# Directions:
Return each line in the records below that includes "commit".

------------

PR #490, opened 2020-03-13
periodically check the status of a copr build

### LINKED ISSUE #334: Don't rely on fedora-messaging to give us results when builds are done
Once we submit a build, we have a new celery task, which would check the build periodically so that we wouldn't need to count on f-m. And then, either f-m or celery would update the commit status and our database.

_Originally posted by @TomasTomecek in https://github.com/packit-service/packit-service/issues/25#issuecomment-573585712_

TomasTomecek:
TODO:
* [x] write tests
* [x] merge https://github.com/packit-service/packit-service/pull/497

Fixes #334


packit_service/worker/tasks.py
```diff
@@ -40,3 +49,43 @@
 @celery_app.task(name="task.steve_jobs.process_message")
 def process_message(event: dict, topic: str = None) -> Optional[dict]:
     return SteveJobs().process_message(event=event, topic=topic)
+
+
+@celery_app.task(
+    bind=True,
+    name="task.babysit_copr_build",
+    # 120 minutes
+    default_retry_delay=120 * 60,
```
lachmanfrantisek: This is the time when we start this baby-sit task for the first time? (Any then retry each minute?) (i.e. 120, 1, 1, 1, ...)


I would try some exponential sequence as Dominika suggested. (e.g. 1, 2, 4, 8, 16, ... ) or, a constant + exponential sequence (e.g. 10, 1, 2, 4, 8, ... )

[examples are in minutes and mean time to the next check]

packit_service/worker/build/copr_build.py
```diff
@@ -177,6 +178,13 @@ def run_copr_build(self) -> HandlerResults:
         self.copr_build_model.build_id = build_metadata.copr_build_id
         self.copr_build_model.save()
 
+        # release the hounds!
+        celery_app.send_task(
+            "task.babysit_copr_build",
+            args=(build_metadata.copr_build_id,),
+            countdown=60,
+        )
```
lachmanfrantisek: So we have one-baby-sit task for all chroots?

packit_service/models.py
```diff
@@ -204,7 +204,7 @@ def get_all(cls) -> Optional[Iterable["CoprBuild"]]:
 
     # Returns all builds with that build_id, irrespective of target
     @classmethod
-    def get_all_build_id(
+    def get_all_by_build_id(
```
lachmanfrantisek: How it is possible to get multiple builds for one `build_id`?

packit_service/worker/tasks.py
```diff
@@ -40,3 +49,43 @@
...
+
+        # copr doesn't tell status of how a build in the chroot went:
+        #   https://bugzilla.redhat.com/show_bug.cgi?id=1813227
+        for build in builds:
+            event = CoprBuildEvent(
+                topic=str(FedmsgTopic.copr_build_finished),
+                build_id=build_id,
+                build={},
+                chroot=build.target,
+                status=1 if build_copr.state == COPR_SUCC_STATE else 2,
```
lachmanfrantisek: Some constants for the `1` and `2`?

TomasTomecek: this is coming from copr client, I can do constants

packit_service/models.py
TomasTomecek: because in copr, one build_id is built in different chroots (terrible schema)
we have a line in DB for every chroot (better schema)

packit_service/worker/build/copr_build.py
TomasTomecek: yes, that's how copr werks

packit_service/worker/tasks.py
TomasTomecek: I'm not too sold on the exponential backoff

packit_service/models.py
lachmanfrantisek: Thanks for the clarification.

lachmanfrantisek: Thanks for the clarification.

TomasTomecek:
two requre tests broke

lachmanfrantisek:
> two requre tests broke

Let's check on other PRs if it fails everywhere.

It may be caused by an API change in pygithub or Github. 

```
github.GithubException.GithubException: 401 {"message":"'Issuer' claim ('iss') must be an Integer","documentation_url":"https://developer.github.com/v3"}
```

sakalosj:
LGTM :+1:

TomasTomecek:
I'm definitely cursed - "simple" PR turned into... touch and change everything

Makefile
```diff
@@ -38,6 +38,33 @@ check_in_container: test_image
 		-v $(CURDIR)/files/packit-service.yaml:/root/.config/packit-service.yaml \
 		$(TEST_IMAGE) make check
 
+# This is my target so don't touch it! :) How to:
```
lachmanfrantisek: ?

files/deployment.yaml
```diff
@@ -29,52 +29,71 @@
       command: oc whoami -t
       register: kubeconfig_token
       become: "{{ as_root }}"
+
+    # path_to_secrets = this is what we get from the outside
+    # internal_secrets_path = this is what we'll use here
+    - set_fact: secrets_path={{ deployment_dir }}/secrets/dev
```
lachmanfrantisek: Can you please send the deployment changes in another PR? (This started to be really unreviewable.)

packit_service/service/events.py
```diff
@@ -188,7 +188,9 @@ def __init__(self, trigger: TheJobTriggerType, project_url: str):
         )
 
     def get_project(self) -> GitProject:
-        return ServiceConfig.get_service_config().get_project(url=self.project_url)
+        project = ServiceConfig.get_service_config().get_project(url=self.project_url)
+        logger.debug(f"GitService = {project.service.__dict__}")
```
lachmanfrantisek: This is very dangerous -- print the `str` representation instead so we don't log service secrets.

TomasTomecek: dangerous where? that's literally the point here: print the secrets so we know what's the setup

I mean, I can drop that commit since the issue is resolved - it's just these log lines helped me resolve it

thinking... it's true that we share srpm logs with people and this could potentially be printed in there, I'll drop it

Makefile
TomasTomecek: so... the target for running tests in a container is not good enough for me and I keep changing it all the time when working on p-s: so I decided to start my own target (which everyone can use)

files/deployment.yaml
TomasTomecek: yes

packit_service/service/events.py
lachmanfrantisek: The `str` version contains the first and last character of the tokens to be sure we are using the right tokens...

files/deployment.yaml
lachmanfrantisek: Thanks!

Makefile
lachmanfrantisek: Oh, it understood that as "don't touch it and don't try to use it"..;)

packit_service/worker/tasks.py
```diff
@@ -40,3 +53,56 @@
 @celery_app.task(name="task.steve_jobs.process_message")
 def process_message(event: dict, topic: str = None) -> Optional[dict]:
     return SteveJobs().process_message(event=event, topic=topic)
+
+
+@celery_app.task(
+    bind=True,
+    name="task.babysit_copr_build",
+    # 120 minutes
+    default_retry_delay=120 * 60,
```
csomh: Why is this set to 120 minutes? `countdown` in the `retry()` bellow will override this to be 60 seconds, and when the task is sent, it's also 60 seconds.

Another note: isn't doing this work every minute too often? The cadence is very close to what we would get just listening to the message bus. I would go with 5 minutes, but I can imagine even 15 minutes would be fine. Longer times seem to be a better fit for what this functionality would try to achieve: pick up the leftovers.

How many times will this retry? [3](https://docs.celeryproject.org/en/stable/reference/celery.app.task.html#celery.app.task.Task.max_retries)?

csomh: Oh, and how about making all these values part of the configuration, so that we don't have to touch the code, to change them?

TomasTomecek: yeah, this is a good point

so I changed it to use the exponential backoff, current setup:

do the first check in 120s, then next one in 60s, next 120s, 240s, 480s, etc.

would that be okay?

(btw after we merge this, I'm stoked to see how it goes on stg and will fix all the issues - which should be much easier to do and review once we see it in action)

also, I set max retries to 7

thanks for such a thorough review

TomasTomecek:
please don't merge this before fixing https://github.com/packit-service/packit-service/issues/504

we probably need to deploy to prod tomorrow, we can merge this PR after we fix the prod TFT problems

TomasTomecek:
recheck

packit_service/worker/tasks.py
```diff
@@ -40,3 +53,56 @@
...
 def process_message(event: dict, topic: str = None) -> Optional[dict]:
     return SteveJobs().process_message(event=event, topic=topic)
+
+
+@celery_app.task(
+    bind=True,
+    name="task.babysit_copr_build",
+    retry_backoff=60,  # retry again in 60s, 120s, 240s, 480s...
+    retry_backoff_max=60 * 60 * 8,  # is 8 hours okay? gcc/kernel build really long
+    max_retries=7,
```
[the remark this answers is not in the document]
TomasTomecek: I was actually checking the code itself, and they are picking it from these kwargs, so, this* should* work

TomasTomecek:
looking fwd fixing stg tomorrow!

------------

# Written reply:
Once we submit a build, we have a new celery task, which would check the build periodically so that we wouldn't need to count on f-m. And then, either f-m or celery would update the commit status and our database.
I mean, I can drop that commit since the issue is resolved - it's just these log lines helped me resolve it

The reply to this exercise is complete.